(Stored data entries)
PR #677, opened 2017-06-09
Add content applicability test case

Ichimonji10:
Add module `pulp_smash.tests.rpm.api_v2.test_content_applicability`.
Give this module a test case that performs several variations of the
following:

1. Create a repository and consumer.
2. Bind the consumer to the repository.
3. Create a consumer profile that includes several RPMs in the
   repository.
4. Regenerate applicability for the consumer.
5. Get an applicability report for the consumer, and verify that the
   correct consumers and RPMs are listed in the report.

Fix: https://github.com/PulpQE/pulp-smash/issues/676

PR #678, opened 2017-06-09
Rename constant

Ichimonji10:
Let the constant's name reflect the path it represents.


Ichimonji10:
I'm mostly relying on the linters to make sure this change is correct. I also re-ran the tests added by https://github.com/PulpQE/pulp-smash/pull/677.

Issue #611, opened 2017-03-30
Verify Scheduled RPM installation and uninstallation work


bmbouter:
[Issue 2680](https://pulp.plan.io/issues/2680) tracks an issue where scheduling RPM installation and uninstallation does not work. To verify this fix do the following:

1. Set up a blank Pulp 2.12 environment with at least one consumer (this assumes the consumer is called `myconsumer`).

2. Create an RPM repository (I used the Fedora "zoo" demo repo). This was done with:

`pulp-admin rpm repo create --repo-id=zoo --relative-url=zoo --feed=http://repos.fedorapeople.org/repos/pulp/pulp/demo_repos/zoo/`.

3. Sync and publish that repo with:

`pulp-admin rpm repo sync run --repo-id zoo`
`pulp-admin rpm repo publish run --repo-id zoo`

4. Bind it to the consumer.  `pulp-admin rpm consumer bind --repo-id zoo --consumer-id myconsumer`

5. Schedule the installation of an RPM package. The command below was used, but you need to adjust the date so it targets a point in time that's just a few minutes in the future

`pulp-admin rpm consumer package install schedules create --schedule R1/2017-03-29T14:20:00Z/PT1H --consumer-id myconsumer --name tiger`

6. Wait until the schedule triggers

7. Check the results

Ichimonji10:
After a review with @kersommoura today, I think it's fair to conclude that this test can't be implemented in a reliable way. There's just too many bugs in Pulp. If you're curious where we left off, see https://github.com/PulpQE/pulp-smash/compare/master...Ichimonji10:pr-770

I'll file bugs and post them on https://github.com/PulpQE/pulp-smash/issues/611 as soon as I get around too it.

Ichimonji10:
See:

* [Pulp #3039](https://pulp.plan.io/issues/3039)
* [Pulp #3040](https://pulp.plan.io/issues/3040)
* [Pulp #3041](https://pulp.plan.io/issues/3041)
* [Pulp #3042](https://pulp.plan.io/issues/3042)

PR #692, opened 2017-06-27
Add test of scheduled install on pulp-consumer

kdelee:
NOTE: Packages necessary for pulp-consumer to function must be installed
for this test run. 

I will be filing an issue in [pulp/pulp_packaging](https://github.com/pulp/pulp_packaging) and linking it here momentarily.

closes issue #611

### DIFF
--- a/pulp_smash/config.py
+++ b/pulp_smash/config.py
@@ -41,6 +41,7 @@ REQUIRED_ROLES = {
 OPTIONAL_ROLES = {
     'pulp cli',
     'squid',
+    'pulp consumer',
 }
 """Set of roles that can be present or not on a Pulp deployment."""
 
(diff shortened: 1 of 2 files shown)


kdelee:
See pulp_packaging issue [#2845](https://pulp.plan.io/issues/2845) for story of what Jenkins user would need to get tests like this one running

Ichimonji10:
This PR is temporarily being set aside. A proper solution will be nasty and gnarly. It can be done, but I think it's appropriate to come back to it with a little more experience in hand.

kdelee:
@Ichimonji10 
Sounds good.

Ichimonji10:
Well, unless you're really raring to keep on working at this one. I won't stop you. :wink: Take the above as a suggestion, not a command.

kdelee:
I think I'm going to work on [#2845](https://pulp.plan.io/issues/2845), which is a blocker for this, before I get back to refactoring this code.

Issue #694, opened 2017-06-29
Test Tasks stuck in waiting after restart of pulp services issue#2835


preethit:
https://pulp.plan.io/issues/2835

preethit:
@Ichimonji10 is this something that can be worked on soon?

Ichimonji10:
Sure.

Ichimonji10:
Upon looking into it, the developers have found that there are three issues at play:

- [ ] [Pulp #2861](https://pulp.plan.io/issues/2861) (Issue A)
- [ ] [Pulp #2835](https://pulp.plan.io/issues/2835) (Issue B)
- [ ] [Pulp #2837](https://pulp.plan.io/issues/2837) (Issue C)

PR #699, opened 2017-06-30
Test failing Pulp workers

Ichimonji10:
Add a new module, `pulp_smash.tests.rpm.api_v2.test_service_resiliency`.
This module should contain tests that check Pulp's ability to continue
working in the face of service failures. Initially, it contains only
`MissingWorkersTestCase`. When executed, it will:

> 1. Ensure there is only one Pulp worker.
> 2. Create a repository. Let its feed reference a large repository.
>    (For example, EPEL.)
> 3. Start a sync. Immediately restart the ``pulp_workers`` service.
>    (It's important that ``pulp_workers`` be restarted, not started and
>    stopped.  For details, see `Pulp #2835`_.) This should cause the
>    first sync to abort.
> 4. Update the repository. Let its feed reference a small repository.
>    (For example, :data:`pulp_smash.constants.RPM_UNSIGNED_FEED_URL`.)
> 5. Start a sync. Verify that it completes. If `Pulp #2835`_ still
>    affects Pulp, then the worker will be broken, and the sync will
>    never start.

Add a new function, `pulp_smash.api.echo_handler`. Add unit tests for
it.

Fix: https://github.com/PulpQE/pulp-smash/issues/694

### DIFF
--- a/pulp_smash/api.py
+++ b/pulp_smash/api.py
@@ -89,6 +89,19 @@ def echo_handler(server_config, response):  # pylint:disable=unused-argument
     return response
 
 
+def code_handler(server_config, response):  # pylint:disable=unused-argument
+    """Check the response status code, and return the response.
+
+    Unlike :meth:`safe_handler`, this method doesn't wait for asynchronous
+    tasks to complete if ``response`` has an HTTP 202 status code.
+
+    :raises: ``requests.exceptions.HTTPError`` if the response status code is
+        in the 4XX or 5XX range.
+    """
+    response.raise_for_status()
+    return response
+
+
 def safe_handler(server_config, response):
     """Check status code, wait for tasks to complete, and check tasks.
 
--- a/pulp_smash/tests/rpm/api_v2/test_service_resiliency.py
+++ b/pulp_smash/tests/rpm/api_v2/test_service_resiliency.py
@@ -1,0 +1,86 @@
+# coding=utf-8
+"""Test the resiliency of Pulp's services.
+
+Pulp is designed to be resilient. It should be possible for a service to
+disappear and reappear, with the only consequence being slower processing of
+tasks. This module has tests for Pulp's resilience in the face of such issues.
+"""
+import unittest
+from urllib.parse import urljoin
+
+from pulp_smash import api, cli, config, selectors, utils
+from pulp_smash.constants import (
+    PULP_SERVICES,
+    REPOSITORY_PATH,
+    RPM_MIRRORLIST_LARGE,
+    RPM_UNSIGNED_FEED_URL,
+)
+from pulp_smash.tests.rpm.api_v2.utils import gen_distributor, gen_repo
+
+_PULP_WORKERS_CFG = '/etc/default/pulp_workers'
+
+
+class MissingWorkersTestCase(unittest.TestCase):
+    """Test that Pulp deals well with missing workers.
+
+    When executed, this test case will do the following:
+
+    1. Ensure there is only one Pulp worker.
+    2. Create a repository. Let its feed reference a large repository. (For
+       example, EPEL.)
+    3. Start a sync. Immediately restart the ``pulp_workers`` service. (It's
+       important that ``pulp_workers`` be restarted, not started and stopped.
+       For details, see `Pulp #2835`_.) This should cause the first sync to
+       abort.
+    4. Update the repository. Let its feed reference a small repository. (For
+       example, :data:`pulp_smash.constants.RPM_UNSIGNED_FEED_URL`.)
+    5. Start a sync. Verify that it completes. If `Pulp #2835`_ still affects
+       Pulp, then the worker will be broken, and the sync will never start.
+
+    .. _Pulp #2835: https://pulp.plan.io/issues/2835
+    """
+
+    def setUp(self):
+        """Ensure there is only one Pulp worker."""
+        self.cfg = config.get_config()
+        if selectors.bug_is_untestable(2835, self.cfg.version):
+            self.skipTest('https://pulp.plan.io/issues/2835')
+        sudo = '' if utils.is_root(self.cfg) else 'sudo'
+        cli.Client(self.cfg).machine.session().run(
+            "{} bash -c 'echo PULP_CONCURRENCY=1 >> {}'"
+            .format(sudo, _PULP_WORKERS_CFG)
+        )
+        cli.GlobalServiceManager(self.cfg).restart(PULP_SERVICES)
+
+    def test_all(self):
+        """Test that Pulp deals well with missing workers."""
+        # Create a repository. No repository addCleanup is necessary, because
+        # Pulp will be reset after this test.
+        client = api.Client(self.cfg, api.json_handler)
+        body = gen_repo()
+        body['importer_config']['feed_url'] = RPM_MIRRORLIST_LARGE
+        body['distributors'] = [gen_distributor()]
+        repo = client.post(REPOSITORY_PATH, body)
+        repo = client.get(repo['_href'], params={'details': True})
+
+        # Start syncing the repository and restart pulp_workers.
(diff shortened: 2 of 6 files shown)


Ichimonji10:
@bmbouter @dkliban @dralley Can one of you please look over this test and make sure it's correctly testing [Pulp #2835](https://pulp.plan.io/issues/2835), part B?

@kersommoura @kdelee Can one of you please review? It doesn't need to be in depth. A sanity check from another QE would be helpful.

* Pulp 2.13 and 2.14 nightly

When the `self.skipTest` call is removed, this test causes several tasks to enter an infinite waiting step. That's the correct symptom according to Pulp issue 2835.

pulp_smash/tests/rpm/api_v2/test_service_resiliency.py
```diff
@@ -0,0 +1,90 @@
...
+            ))
+            responses.append(client.post(
+                urljoin(repo['_href'], 'actions/publish/'),
+                {'id': repo['distributors'][0]['id']}
+            ))
+
+        # Restart pulp_workers, and verify that queued tasks complete.
+        cli.GlobalServiceManager(self.cfg).restart(('pulp_workers',))
+        for response in responses:
+            tuple(api.poll_spawned_tasks(self.cfg, response.json()))
```
elyezer: Can we check fi the tasks are in the completed state or whatever is the expected state?

elyezer: Maybe I have already forgotten, but my previous comment will be relevant if pool_spawned_tasks does not raise an exception if any of the spawned tasks fails or are not in the completed state.

Ichimonji10: Yes. Great catch! I'll do this.

pulp_smash/tests/rpm/api_v2/test_service_resiliency.py
```diff
@@ -0,0 +1,90 @@
...
+            responses.append(client.post(
+                urljoin(repo['_href'], 'actions/publish/'),
+                {'id': repo['distributors'][0]['id']}
+            ))
+
+        # Restart pulp_workers, and verify that queued tasks complete.
+        cli.GlobalServiceManager(self.cfg).restart(('pulp_workers',))
+        for response in responses:
+            # pylint:disable=protected-access
+            api._handle_202(self.cfg, response)
```
Ichimonji10: @elyezer Mind if I make a follow-up PR where I tweak `_handle_202` and make it public?

pulp_smash/api.py
```diff
@@ -89,6 +89,16 @@ def echo_handler(server_config, response):  # pylint:disable=unused-argument
...
+def code_handler(server_config, response):  # pylint:disable=unused-argument
+    """Check the response status code, and return the response.
+
+    :raises: ``requests.exceptions.HTTPError`` if the response status code is
+        in the 4XX or 5XX range.
+    """
+    response.raise_for_status()
+    return response
+
+
```
kdelee: One thing that I would find helpful in the doc string for this handler is a short explanation of why I might choose it versus the `safe_handler`

Ichimonji10: Done.

pulp_smash/tests/rpm/api_v2/test_service_resiliency.py
```diff
@@ -0,0 +1,90 @@
...
+            repos.append(client.get(repo['_href'], params={'details': True}))
+
+        # Request that the repo be synchronized and published. Don't wait.
+        client.response_handler = api.code_handler
+        responses = []
+        for repo in repos:
+            responses.append(client.post(
+                urljoin(repo['_href'], 'actions/sync/')
+            ))
+            responses.append(client.post(
```
bmbouter: Calling a publish is fine but not necessary. Having at least one task type per repo is the important part.

pulp_smash/tests/rpm/api_v2/test_service_resiliency.py
```diff
@@ -0,0 +1,90 @@
...
+                urljoin(repo['_href'], 'actions/publish/'),
+                {'id': repo['distributors'][0]['id']}
+            ))
+
+        # Restart pulp_workers, and verify that queued tasks complete.
+        cli.GlobalServiceManager(self.cfg).restart(('pulp_workers',))
```
bmbouter: It's probably good to assert that at least one of the tasks dispatched has been assigned to a worker prior to the restart. For example if you submit your tasks and restart too quickly then the test won't have the right conditions to have the assertions be useful. We need to ensure that the worker is actively working on one task. I expect that task to be in the running state and have the worker name set.

pulp_smash/tests/rpm/api_v2/test_service_resiliency.py
Ichimonji10: My intent is to give the pulp worker that's handling this task more tasks to process, thus widening the window of time where I can restart the `pulp_workers` service and trigger the bug under test. Is it correct to say that this helps accomplish that?

In my personal testing, the workers can be *very* fast. On several of my VMs, workers get through three of the five sync/publish cycles before `pulp_workers` restart, and that's with six VMs running in parallel.

pulp_smash/tests/rpm/api_v2/test_service_resiliency.py
Ichimonji10: I think this test is fundamentally non-deterministic. I could try to make it more deterministic by doing something like this:

1. Line up a *much* greater number of tasks for workers than is currently done. For example, line up 50 sync/publish tasks instead of 5.
2. Wait, so that a task can be assigned. The metric for how long to wait is an interesting question. For example, the test could be dumb and wait one second, or it could be smart but fragile and wait based on the output of `qpid-stat -q`.

...but that increases the time necessary for this test and the load on the resources we use (e.g. repos.fedorapeople.org) without solving the fundamental problem with this test, which is that it's non-deterministic.

bmbouter: It's a hard thing to test for. I was trying to come up with some ideas and I maybe have one. How about syncing epel and one sync of zoo behind it? EPEL's repo should be highly available and it takes like 45 min to sync. It would allow you to check that the task is in the the running state and then issue the restart. If this is working correctly, after restart I expect that task to go to 'canceled' and the zoo sync to begin and complete.

Ichimonji10: Maybe a good solution is to assign different types of work that stress different types of resources. For example, one could assign several tasks that sync and publish repositories (as is done now), and one could also assign tasks that calculate applicability for each of those repositories. The sync/publish tasks stress the system's disk and the applicability calculations stress the system's CPU. This gives the test a greater ability to find and stress bottlenecks.

A danger with this approach is that one might start assigning work that can be consumed faster than it's being assigned, thus muting the effects of any bottlenecks found. For example, if applicability calculation is a multi-threaded process, then a good Xeon, i7, Epyc or Ryzen CPU might just blow right through those tasks. Hrmmm.

Ichimonji10: Perfect!

bmbouter: Sweet! I'm so glad you are Pulp QE.

Ichimonji10:
@bmbouter, I believe the test is now designed as per our earlier conversation. Do you notice any screw-ups

When the `selectors` LOC is commented out, the issue under test is consistently triggered. When `pulp_workers` restarts, the EPEL sync aborts, and the second sync is forever stuck in the waiting state.

bmbouter:
@Ichimonji10 This looks right, and it also is reproducing the issue so that is good. I think it's good to merge.

PR #3, opened 2021-09-02
Make traits public.

porcuquine:
These modules need to be public so users of `nova` can implement the traits and create circuits.


porcuquine:
Aha, you fixed this while I was working. Thanks.

PR #8, opened 2021-10-12
Add support for using bellperson to generate R1CS.

porcuquine:


Cargo.toml
```diff
@@ -11,6 +11,8 @@ license-file = "LICENSE"
 keywords = ["zkSNARKs", "cryptography", "proofs"]
 
 [dependencies]
+bellperson =  { git = "https://github.com/filecoin-project/bellperson", branch = "nova-minimal" }
```
srinathsetty, line 14: TODO: update the version once the bellperson PR merges.

src/bellperson/shape_cs.rs
```diff
@@ -0,0 +1,328 @@
...
+      (Index::Input(ref a), Index::Input(ref b)) => a.cmp(b),
+      (Index::Aux(ref a), Index::Aux(ref b)) => a.cmp(b),
+      (Index::Input(_), Index::Aux(_)) => Ordering::Less,
+      (Index::Aux(_), Index::Input(_)) => Ordering::Greater,
+    }
+  }
+}
+
+#[allow(clippy::upper_case_acronyms)]
+/// TODO: document
```
srinathsetty, line 48: It would be great to remove all the TODOs

porcuquine: Will do. I thought I had, but apparently not in this file.

src/bellperson/prover.rs
```diff
@@ -0,0 +1,216 @@
+//! Support for generating R1CS witness using bellperson.
```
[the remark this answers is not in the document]
porcuquine: @srinathsetty If you want to rename `ProvingAssignment` in conjunction with this change, can you suggest a good alternative?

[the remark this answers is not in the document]
srinathsetty: @porcuquine is it worth adding a small test case for code in this PR so if we change anything in the future we can use it as a sanity check?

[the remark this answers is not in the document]
srinathsetty: Cool, sounds good! thanks for the pointer!

src/bellperson/shape_cs.rs
porcuquine: Done.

**PROMPT:**
Check each line above for the string "following" and return those that contain it.

**FINAL ANSWER:**
following:
[Issue 2680](https://pulp.plan.io/issues/2680) tracks an issue where scheduling RPM installation and uninstallation does not work. To verify this fix do the following:
+    When executed, this test case will do the following:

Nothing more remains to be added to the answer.